═══ Given records
PR #2853, opened 2026-07-21
Reimplement particle MCMC (SMC and PG) natively, removing AdvancedPS

### LINKED ISSUE #6: Parallel Sequential Monte Carlo
I looked into the newly released `Threads.@threading` construct in Julia 0.5. It seems that adding parallelization feature to SMC is simple - could be done in a few lines of code (see the `parallelsmc` branch). 

However, the `threading` feature in Julia is still quite fragile (see e.g. [here](https://github.com/JuliaLang/julia/issues/14494)). I've also filed a [bug](https://github.com/JuliaLang/julia/issues/19450) in the Julia repo.

Maybe we should wait until the Julia team fix these threading bugs and revisit to this feature in a few months time.

### LINKED ISSUE #39: Storing statistics on the particle weights
As discussed in TuringLang/Turing.jl#426, it would be good if Turing would be able to store statistics on the particle weights for all particle-filtering based methods. These statistics could be stored in the `ParticleContainer` and exposed to the user through new fields in the `Chain` type.

### LINKED ISSUE #110: Carefully handle splitting of RNG seeds

### LINKED ISSUE #2781: StableRNG is not stable with SMC/PG across Julia versions
Sampling the same model with PG across different Julia versions can yield different results even if StableRNG is used. I think it's probably not because of StableRNG, nor is it because of PG itself -- it's probably (almost certainly) because of something inside AdvancedPS. I'm not inclined to look into it, but I did just want to open an issue so that this information is out there somewhere.

yebai:
Opened for discussion.

See https://github.com/TuringLang/Turing.jl/pull/2853#issuecomment-5358450673 for a subtle correctness issue with #2848. 

Reimplements `SMC` and `PG`/`CSMC` directly on Libtask + DynamicPPL and drops the AdvancedPS
dependency. A rewrite based on #2848 (thanks @charlesknipp; commits co-authored).

Each `observe` is one filtering step: under `ParticleMCMCContext`, every likelihood term
becomes a `Libtask.produce`, so a particle is a suspended model execution we advance, weight,
and resample. The conditional-SMC reference is reproduced by *replaying* a per-particle
`TracedRNG` (no stored trajectory); a fork is reseeded to branch off. Particle state lives in
the task's taped globals (no `task_local_storage`), and `@addlogprob!` reweights via the
likelihood accumulator.

Posteriors, log-evidence, and exact reference reproduction match the old implementation;
`gibbs.jl`, Aqua, and log-density-metadata tests pass; performance is on par.

Fix https://github.com/TuringLang/Turing.jl/issues/2781
Fix https://github.com/TuringLang/AdvancedPS.jl/issues/110
Fix https://github.com/TuringLang/AdvancedPS.jl/issues/39
Fix https://github.com/TuringLang/AdvancedPS.jl/issues/6


HISTORY.md
```diff
@@ -1,3 +1,23 @@
...
+The old function-based API (`resample_systematic`, `AdvancedPS.ResampleWithESSThreshold`, …) is gone.
+
+The default scheme is now **stratified** rather than systematic: it stays consistent as the number of particles grows and within the theoretical guarantees for particle Gibbs, which systematic does not.
+Exact draws may therefore differ from previous releases, but remain statistically consistent (the same target distribution).
+
+The rewrite also brings:
+
+  - **Reproducibility.** Internal seeds are derived through a counter-based (Philox) generator, so a fixed user seed gives the same draws on every Julia version and platform, and splitting one stream into many is better decorrelated. Previously, results could drift between Julia versions even under a `StableRNG` (https://github.com/TuringLang/Turing.jl/issues/2781).
+  - **Parallelism.** Multiple chains run under AbstractMCMC's `MCMCThreads()` and `MCMCDistributed()`, and `SMC(; threaded=true)` / `PG(n; threaded=true)` spread the particles across threads within each sweep. Neither changes the results; start Julia with multiple threads (e.g. `julia -t auto`) for the thread-based paths to take effect.
```
charlesknipp: This is a little misleading since running `sample(rng, model, SMC(), 200; ensemble=MCMCThreads())` does not reweight in parallel. I think we should adhere to the AbstractMCMC ensemble interface for consistency and clarity. We should be able to pass the kwargs through to `sweep!` and dispatch `reweight` given an `AbstractMCMCEnsemble`.

src/mcmc/particle_mcmc.jl
```diff
@@ -142,416 +537,169 @@ function AbstractMCMC.sample(
...
 function AbstractMCMC.step(
     ::AbstractRNG,
-    model::DynamicPPL.Model,
-    spl::SMC,
+    ::DynamicPPL.Model,
+    ::SMC,
     state::SMCState;
     discard_sample=false,
     kwargs...,
 )
```
charlesknipp: Why adhere to the AbstractMCMC interface if we don't actually use any of the underlying features? I feel like it is cleaner to overload `AbstractMCMC.sample` and just return a bundled version of the particle container. This allows us to pass the ensemble kwarg to `sweep!` and ignore both `discard_initial` and `thinning`.

src/mcmc/particle_mcmc.jl
```diff
@@ -142,416 +537,169 @@ function AbstractMCMC.sample(
...
-const CSMC = PG # type alias of PG as Conditional SMC
+"Conditional SMC, an alias for [`PG`](@ref)."
+const CSMC = PG
 
-struct PGState{V<:DynamicPPL.AbstractVarInfo,R<:Random.AbstractRNG}
-    vi::V
+struct PGState{V<:DynamicPPL.AbstractVarInfo,R<:TracedRNG}
+    varinfo::V
     rng::R
 end
```
charlesknipp: What is wrong with using `Particle` as the state container here? We retain the rng and varinfo without having to define another struct.

src/mcmc/particle_mcmc.jl
```diff
@@ -15,77 +118,363 @@ function error_if_threadsafe_eval(model::DynamicPPL.Model)
...
-    rng::R
-end
-# Because pMCMC uses OnlyAccsVarInfo, we need to overload this. It's fine to use Any (see
-# the docstring of get_param_eltype in DynamicPPL) because pMCMC doesn't involve AD or any
-# other tracer types.
+Leaf context marking a model evaluation as a particle-filter step: `tilde_assume!!` draws
+from the prior using the particle's [`TracedRNG`](@ref), and `tilde_observe!!` scores the
+observation, which [`ProduceLogLikelihoodAccumulator`](@ref) turns into a `Libtask.produce`.
+"""
+struct ParticleMCMCContext <: DynamicPPL.AbstractContext end
```
charlesknipp: This is a bit pedantic, but I think the name `SMCContext` is a better fit here since SMC is not an MCMC algorithm, and thus is also not a PMCMC algorithm.

src/mcmc/particle_mcmc.jl
```diff
@@ -15,77 +118,363 @@ function error_if_threadsafe_eval(model::DynamicPPL.Model)
...
+    # Abstract on purpose: the VarInfo type can change during PG-inside-Gibbs. Accesses go
+    # through Libtask's (already type-unstable) taped globals, so this costs nothing extra.
+    varinfo::DynamicPPL.AbstractVarInfo
+    rng::TracedRNG
+    logweight::DynamicPPL.LogProbType
+    task::Libtask.TapedTask
+    # `task` is filled in once the particle exists, because the task must capture the
+    # particle as its taped globals (a back-reference).
+    Particle(vi, rng) = new(vi, rng, zero(DynamicPPL.LogProbType))
+end
```
charlesknipp:
```suggestion
mutable struct Particle{RT<:TracedRNG,WT<:Real}
    # Abstract on purpose: the VarInfo type can change during PG-inside-Gibbs. Accesses go
    # through Libtask's (already type-unstable) taped globals, so this costs nothing extra.
    varinfo::DynamicPPL.AbstractVarInfo
    rng::RT
    logweight::WT
    task::Libtask.TapedTask
end

Particle(vi::DynamicPPL.AbstractVarInfo, rng::TracedRNG) = new(vi, rng, zero(DynamicPPL.LogProbType))
```
This ensures that if the user decides to reset DynamicPPL.LogProbType to something else, that the particle weights will follow suit.

I'm also a little unsure whether this makes sense as an inner constructor.

src/mcmc/particle_mcmc.jl
```diff
@@ -15,77 +118,363 @@ function error_if_threadsafe_eval(model::DynamicPPL.Model)
...
+"""
+struct ProduceLogLikelihoodAccumulator{T<:Real} <: DynamicPPL.LogProbAccumulator{T}
+    logp::T
+end
+
+DynamicPPL.accumulator_name(::Type{<:ProduceLogLikelihoodAccumulator}) = :LogLikelihood
+DynamicPPL.logp(acc::ProduceLogLikelihoodAccumulator) = acc.logp
+
+function DynamicPPL.acclogp(acc::ProduceLogLikelihoodAccumulator, val)
+    Libtask.produce(val)  # the only difference from `LogLikelihoodAccumulator`
```
charlesknipp: My one concern is the internal consistency of the sampler's log evidence to the accumulator; see the following illustration:

```julia
trace = Turing.Inference.Particle(
    model, Turing.Inference.particle_varinfo(), Turing.Inference.TracedRNG(rng)
);

while true
    score = Turing.Inference.advance!(trace, false)
    score === nothing && break
    print("score: $(round(score, digits=3))")
    acc_val = trace.varinfo.accs[:LogLikelihood].logp
    println("\taccumulator: $(round(acc_val, digits=3))")
end
```

src/mcmc/particle_mcmc.jl
```diff
@@ -15,77 +118,363 @@ function error_if_threadsafe_eval(model::DynamicPPL.Model)
...
+end
+
+# Advance every particle by one observation; return `true` once all have finished. A model
+# whose number of observations varies across executions leaves particles out of step.
+#
+# Each particle advances only its own state (rng, varinfo, task), and its rng was already
+# seeded serially in `resample_propagate!`, so the threaded loop is race-free and gives
+# results identical to the serial one. Only the model evaluations parallelise; the shared
+# sampler rng is untouched here.
+function reweight!(particles, conditional::Bool, threaded::Bool)
```
charlesknipp: I think it would be best to dispatch a few versions of reweight which parallelize based on the `AbstractMCMCEnsemble` paradigm.

- `reweight!(particles, conditional, ensemble::MCMCSerial)`
- `reweight!(particles, conditional, ensemble::MCMCThreads)`
- `reweight!(particles, conditional, ensemble::MCMCDistributed)`

src/mcmc/particle_mcmc.jl
```diff
@@ -15,77 +118,363 @@ function error_if_threadsafe_eval(model::DynamicPPL.Model)
...
+    template,
+    ::DynamicPPL.AbstractVarInfo,
 )
-    # Make sure we load/reset the rng in the new replaying mechanism
-    isref ? AdvancedPS.load_state!(trace.rng) : AdvancedPS.save_state!(trace.rng)
-    score = consume(trace.model.ctask)
-    return score
+    particle = Libtask.get_taped_globals(Particle)
+    ctx = DynamicPPL.InitContext(
+        particle.rng, DynamicPPL.InitFromPrior(), DynamicPPL.UnlinkAll()
```
charlesknipp: Is it always the case that we `InitFromPrior`?

charlesknipp (commented):
Overall, I think this is a very nice revision of #2848. Although, there are a few minor choices I intentionally made when drafting that should be reconsidered here.
1. Passing `AbstractMCMCEnsemble` through to `reweight!` (only for SMC) for consistency
2. Producing the log score upon `tilde_observe` (or `accloglikelihood!!` for `@addlogprob!`) to ensure log score is up to date with log likelihood accumulation.

yebai:
Thanks, this was a valuable review. What changed, and where I took a different route:

**Score ↔ accumulator consistency.** The `produce` now fires from `tilde_observe!!` and an `accloglikelihood!!` overload *after* the accumulator is updated, so the produced score can't lag the accumulated log-likelihood and `@addlogprob!` terms reach the accumulator too. It emits the accumulator's delta rather than a stashed increment, so the accumulator stays the single source of truth.

**SMC output.** `AbstractMCMC.sample` now runs the sweep and bundles the whole population in one shot — `SMCState` and the step-loop are gone, and `discard_initial`/`thinning` no longer have anything to apply to. I took it a little further: a final resampling step returns an equal-weight sample (so `mean(chain[…])` needs no weighting), and chains carry `log_normalizing_constant` (renamed from `logevidence`, the standard SMC term) plus a per-observation `ess_per_step` diagnostic.

**Parallelism.** I diverged here. `MCMCThreads`/`MCMCDistributed` parallelise independent *chains*; within-sweep parallelism spreads *one sweep's particles*, which resample all-to-all every step and are live Libtask tasks — so a distributed reweight would be communication-bound and effectively infeasible. Rather than dispatch `reweight!` on the ensemble, I kept the two as separate knobs (chain-level = `sample`'s ensemble argument; within-sweep = a threads-only `multithreaded` sampler option) and fixed the HISTORY line that blurred them.

**PG state** Done — the retained `Particle` already carries the `varinfo` and `rng` needed to resume, so `PGState` is gone.

**Naming / parametrization** `SMCContext`; and `Particle{RT<:TracedRNG,WT<:Real}` so `logweight` follows `LogProbType`.

**"Is it always `InitFromPrior`?".** Yes — verified a value is never already present at `tilde_assume!!` (particle varinfos start empty, each variable is assumed once, and the CSMC reference replays RNG seeds rather than reusing stored values), so an `InitFromParams` branch would be dead code. I documented the reasoning in place instead of adding it.

yebai:
Will merge this in 72 hours.

src/mcmc/particle_mcmc.jl
```diff
@@ -182,36 +180,62 @@ back-reference; [`reseed!`](@ref) then gives it its own random stream.
...
+    strategy = if reference === nothing
+        DynamicPPL.InitFromPrior()
+    else
+        vn in reference.varnames || error(
+            "the reference execution trace changed while replaying retained values " *
+            "(new address: $vn)",
+        )
+        DynamicPPL.InitFromParams(reference.values, nothing)
+    end
+    ctx = DynamicPPL.InitContext(particle.rng, strategy, DynamicPPL.UnlinkAll())
```
charlesknipp, line 228: I left an earlier comment which questioned the exclusion of `InitFromParams` which is necessary for PG, and hence why you mentioned task based RNG wouldn't handle this alone.

src/mcmc/particle_mcmc.jl
```diff
@@ -119,56 +69,104 @@ function error_if_threadsafe_eval(model::DynamicPPL.Model)
...
+    #
+    # `varnames` is the set of addresses the retained trajectory assumed, and cannot be recovered
+    # from `values`: a slice assume such as `x[1:2] ~ MvNormal(...)` is stored under the keys `x[1]`,
+    # `x[2]` but assumed under the single address `x[1:2]`, so comparing against those keys would
+    # report a spurious trace change. Without it an address the retained trajectory never had would
+    # silently draw from the prior, corrupting the reference.
+    reference::Union{
+        Nothing,
+        @NamedTuple{values::DynamicPPL.VarNamedTuple, varnames::Set{DynamicPPL.VarName}}
+    }
```
charlesknipp, line 124: Is this necessary on a per particle basis? I think this should be handled in the sampler code, like in my version.

src/mcmc/particle_mcmc.jl
```diff
@@ -119,56 +69,104 @@ function error_if_threadsafe_eval(model::DynamicPPL.Model)
...
+    # Addresses assumed by this execution, in the same form as `reference.varnames`. Survives
+    # forking, so a particle that becomes the retained state hands the complete set to the next
+    # reference; a reference must finish having assumed exactly that set.
+    assumed_varnames::Set{DynamicPPL.VarName}
```
charlesknipp, line 128: If I understand correctly, this is necessary for the reference varinfo type to match the rest of the particles. My original draft of the PR (which is now closed) needed this in order to do subsequent CSMC steps, but ultimately led me to reimplement the traced RNG approach.

src/mcmc/particle_mcmc.jl
```diff
@@ -489,110 +604,85 @@ struct SMC{R<:AbstractResampler} <: ParticleInference
...
-    index::Int
-    logevidence::DynamicPPL.LogProbType
+    return SMC(ESSThresholdResampler(threshold, scheme); kwargs...)
 end
 
+# SMC is a single weighted sweep, not a Markov chain: rather than fake an iteration through
+# AbstractMCMC's step loop (returning the population one particle at a time), we run the sweep
+# and bundle the whole population into the chain in one shot. `discard_initial`/`thinning`
+# therefore have nothing to apply to.
 function AbstractMCMC.sample(
```
charlesknipp, line 636: I like how you took the approach I suggested, dropping the `AbstractMCMC.step` paradigm. I think you should take this a step further.

I would argue that each particle trajectory is indeed Markov, which implies that a set of particle trajectories is the same structure as a set of parallel Markov chains. Therefore, I think including `AbstractMCMCEnsemble` here and dispatching it to `sweep!` would be the correct way to parallelize this algorithm that is still consistent with the AbstractMCMC interface.

This further strengthens my earlier suggestion to replace `SMC(; multithreaded=true)` by passing `MCMCThreads()` to a dispatched `reweight`. See my branch to understand how it is dispatched, since it works for both multiprocessing and multithreading.

src/mcmc/particle_mcmc.jl
```diff
@@ -614,67 +704,80 @@ struct PG{R<:AbstractResampler} <: ParticleInference
...
+    # Passing `state` makes this the reference, pinned to the retained trajectory by value (see
+    # the `reference` field). Its own generator is never read, since every draw is supplied by value --
+    # only its forks' are, and `reseed!` gives those fresh seeds. So it carries the retained
+    # generator forward rather than taking a fresh one, which keeps the sweep from drawing anything
+    # from `rng` on its behalf; the copy just avoids aliasing `state`.
+    reference = Particle(model, deepcopy(state.rng), state)
+    # `n - 1` fresh particles, with the reference last -- the slot `resample_propagate!` retains.
+    particles = [Particle(model, particle_rng(rng)) for _ in 1:(n - 1)]
+    push!(particles, reference)
+    logZ, _ = sweep!(rng, particles, sampler.resampler, sampler.multithreaded)
```
charlesknipp, line 780: It seems like `@code_warntype` is going to have a field day here.

While I understand it is not entirely possible to have a fully parametric and type stable SMC sampler with DPPL, my version at least guarantees that particles are parametrically typed and that each element shares the SAME type. The only abstract type I had was the varinfo stored in the task globals. Everything else is parametric and consistent between elements.

When the rest of the cloud (besides the reference trajectory) is the same type, it seems wasteful to make the compiler work for it.

My suggestion is to run a profiler and check to see how much bloat is from abstract types. Maybe I'm off base here, but my prior is that it will have a whole lot of type inference.

test/mcmc/particle_mcmc.jl
```diff
@@ -252,32 +362,152 @@ end
...
+                z ~ Normal()
+                μ = z
+            end
+            return y ~ Normal(μ, 1)
+        end
+        rng = StableRNG(91)
+        retained = Particle(branch_changes(true, 0.0), particle_rng(rng))
+        run_to_end!(retained)
+        reference = Particle(branch_changes(false, 0.0), particle_rng(rng), retained)
+        @test_throws "reference execution trace changed" advance!(reference)
```
charlesknipp, line 433: I'm a bit surprised that this passes given that we drop the traced RNG component; as long as forking a reference changes the per particle RNG I think this is golden.

src/mcmc/particle_mcmc.jl
charlesknipp: Instead of the named tuple, why not use a raw value accumulator?

charlesknipp (commented):
This largely resembles my initial redesign, so I don't hate it. As I point out, there are also some design changes which better motivate some of my earlier suggestions.

## Reference Trajectories

My main criticism here is with respect to handling reference trajectories. This approach induces a ton of type unions and abstractions which are only necessary to accommodate a single reference trajectory.

In my PR, I introduce `ReferencedContainer` which assumes reference trajectories are the same type as other particles, so forking them during resampling ensures my particles are all type stable. To be fair, this is only possible with `TracedRNG`.

The PG inconsistency you pointed out was due to the missing `DynamicPPL.InitFromParams` in the `tilde_assume` pipeline, not the RNG tracing. Otherwise, the particle samplers in `main` are also incorrect.

## AbstractMCMC Interface

My comment on `AbstractMCMC.sample` says it all. I think this is absolutely the right call, but it should be pushed further to adhere to the interface.

Passing `PG(; multithreading=true)` in conjunction with `MCMCThreads()` is not only nonsensical, but potentially dangerous. Playing devils advocate, I wonder if we could see some nice gains when pairing multithreaded sweep and parallel chains with `MCMCDistributed()`.

## Hooking into Libtask

While not mentioned in my comments, I have some concerns about the libtask usage here.

My original concern from the review was initially addressed, then subsequently replaced with the desynchronized accumulated varinfo. I understand this choice, but it still doesn't sit right with me.

I also don't like the self referential aspect of storing the entire particle in the taped globals. I think a much cleaner approach is outlined in my PR where we only need two things: the RNG and the varinfo; everything else is unnecessary storage. At the very least, I wonder if you could abuse Ref to avoid redundant copies.

## Final Remarks

Compared to my implementation, this rewrite drops much of the elegance and modularity without provable gains to speed or efficiency. While I understand much of the design choices, the bloated containers and heavy indentation in functions like `reweight` and `resample_propagate` just leave a lot to be desired.

With all of that being said, if this is sufficient to pass the unit tests and guarantee correctness, it would be a waste not to merge.

src/mcmc/particle_mcmc.jl
yebai: It sounds like that would require combining  `conditioning` with `InitFromParams` for reference particles.  I haven't explored that, but would be happy if there is a clean mechanism.

yebai:
We will do another iteration of the design, likely as a new PR.

yebai:
Following up on this, I've added a targeted regression test to #2855.

The test turned out to be sensitive to more than the defect it was written for. #2848 has a subtler variant of the same problem: the reference particle is rebuilt by replaying the stored random numbers rather than by reusing the retained values, which is what `main` does, so it lands on a different trajectory as soon as another Gibbs component re-conditions the latents. It is easy to miss because it only shows up when a Gibbs-updated parameter sits inside the latent dynamics and the latents are dependent — but the effect is clearly measurable: mean absolute error on the state marginals is `0.017–0.022`, against `0.002–0.005` for a correct sweep.

On the same test, #2853 comes out clean at `0.002–0.005` across seeds, as does `main` once #2855 is applied.

The mechanism that works is the one `main` uses — reuse the retained values via `InitFromParams` rather than replaying the stream. That does conflict with `ReferencedContainer` as it stands: a reference carrying values no longer shares the type of the free particles, which is the property the parametric container relies on.

yebai:
Thanks, @charlesknipp, for #2848 and the reviews. 

It has taken a while, as I was away for some time. You asked for evidence on speed and efficiency rather than taking an
assertion on trust, and that was the right thing to ask. Here it is, together with a benchmark you
can run yourself. It is small, takes no test utilities, and works unmodified against all three
implementations, since each accepts a bare ESS threshold: the resampling policy is matched rather
than left at whatever each one defaults to. 


| | linear Gaussian, T=200 | | two-state HMM, T=100 | |
|---|---|---|---|---|
| | SMC, N=64 | PG(16) × 100 | SMC, N=64 | PG(16) × 100 |
| `main` (v0.46.1) | 0.77 s / 832 MiB | 17.90 s / 23.1 GiB | 0.50 s / 542 MiB | 12.76 s / 16.8 GiB |
| #2848  | 0.54 s / 851 MiB | 14.35 s / 19.6 GiB | 0.34 s / 535 MiB | 6.49 s / 12.1 GiB |
| this PR | 0.37 s / 345 MiB | 10.89 s / 11.6 GiB | 0.29 s / 304 MiB | 7.68 s / 9.4 GiB |

Against `main` this branch is 1.6–1.7× quicker and allocates two to two-and-a-half times less, on
every cell. Against yours it leads three cells by 1.2–1.5×, and trails on the fourth: discrete-latent
PG is 7.68 s here against your 6.49 s, an 18% lead for #2848. I have changes in hand that close most
of that cell, but as this PR stands today the figure is yours.

Two caveats belong with the table. #2848 sits on v0.46.0, so its non-particle code differs a little
from v0.46.1. More importantly, `main`'s PG figures are what they are only because of #2855: before
that fix, descendants of the reference were clones of it, the population stayed near-uniformly
weighted, the ESS gate rarely fired, and `main` looked about twice as fast as it does here while
sampling the wrong distribution. A benchmark against v0.46.0 gives `main` a flattering number for
that reason alone.

On the type-stability question: your instinct that the hot path deserved measuring was right, though
the mechanism differs from the one predicted. Dynamic dispatch is 0.7% of profile frames; `deepcopy`
in the fork path is 15%. That is where the remaining work points.

**Your other points.** Several were well made and are addressed in a follow-up PR that builds on
this one and on #2848:

- Storing the whole particle in the taped globals. Our tilde handlers took a varinfo argument and
  ignored it, so `@addlogprob!` terms were missing from a chain's `loglikelihood` and `:=` values
  from chains entirely. Yours threads the argument and reports both. We now do the same, and it is
  worth 9–14% of runtime.
- Producing at `accloglikelihood!!`, from your first review. Now fixed as you
  proposed.
- The per-particle reference bookkeeping, and "bloated containers". Both fields can be collapsed into the
  retained values alone, which removes a `Set` that was deep-copied on every fork — about 8% of
  allocations. 
- The shapes of `reweight!` and `resample_propagate!`, flattened.
- `InitFromParams`: your diagnosis was correct and has been fixed since 23 July.
- The ensemble interface cannot be built as proposed. A suspended particle will not cross
  a task/process boundary: the in-sweep `MCMCDistributed` path on your branch fails with the same
  error as ours does. 

Your wider argument about elegance and modularity is not something a benchmark settles, and it is
worth continuing to make on its own terms. The script is below: if other models or particle counts
tell a different story on your machine, I would like to see it.

<details>
<summary><code>pmcmc_bench.jl</code></summary>

Julia 1.12.7, single thread, one machine, sequential runs. 

```julia
# Particle MCMC benchmark. Runs unmodified on Turing 0.46 (AdvancedPS-based) and on the
# native rewrite: both accept a bare ESS threshold, so the resampling policy matches.
#
#   julia --project=/path/to/some/Turing.jl pmcmc_bench.jl

using Turing, Random, Printf, Pkg

@model function lgssm(y)                    # continuous latents, T observations
    x = Vector{Float64}(undef, length(y))
    x[1] ~ Normal(0, 1)
    y[1] ~ Normal(x[1], 1)
    for t in 2:length(y)
        x[t] ~ Normal(0.9 * x[t - 1], 0.5)
        y[t] ~ Normal(x[t], 1)
    end
end

@model function hmm(y)                      # discrete latents, T observations
    z = Vector{Int}(undef, length(y))
    z[1] ~ Categorical([0.5, 0.5])
    y[1] ~ Normal(z[1] == 1 ? -1.0 : 1.0, 0.8)
    for t in 2:length(y)
        p = z[t - 1] == 1 ? 0.7 : 0.3
        z[t] ~ Categorical([p, 1 - p])
        y[t] ~ Normal(z[t] == 1 ? -1.0 : 1.0, 0.8)
    end
end

const THRESHOLD = 0.5                       # resample when ESS <= 0.5 * nparticles
const NPARTICLES = 64                       # SMC population
const PG_PARTICLES = 16
const PG_ITERS = 100

function measure(f; reps=3)
    f()                                     # compile
    t = minimum(@elapsed(f()) for _ in 1:reps)
    return t, (@allocated f()) / 2^20
end

function run_case(name, model)
    ts, as = measure(() -> sample(Xoshiro(3), model, SMC(THRESHOLD), NPARTICLES; progress=false))
    tp, ap = measure(
        () -> sample(Xoshiro(3), model, PG(PG_PARTICLES, THRESHOLD), PG_ITERS; progress=false)
    )
    @printf("%-22s  SMC N=%d: %6.2f s %8.0f MiB   PG(%d) x%d: %6.2f s %8.0f MiB\n",
            name, NPARTICLES, ts, as, PG_PARTICLES, PG_ITERS, tp, ap)
end

function turing_version()
    proj = Pkg.project()                    # the repo itself, when run with --project there
    proj.name == "Turing" && return string(proj.version)
    return string(only(p.version for (_, p) in Pkg.dependencies() if p.name == "Turing"))
end
@printf("Turing %s, julia %s, %d thread(s)\n", turing_version(), VERSION, Threads.nthreads())
run_case("linear Gaussian T=200", lgssm(randn(Xoshiro(1), 200)))
run_case("two-state HMM T=100", hmm(randn(Xoshiro(1), 100)))
```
══════
[What you need to do]: Check each line of the entries above for the string "becomes", and return those that contain it.

[Expected answer]:
becomes a `Libtask.produce`, so a particle is a suspended model execution we advance, weight,
+    # forking, so a particle that becomes the retained state hands the complete set to the next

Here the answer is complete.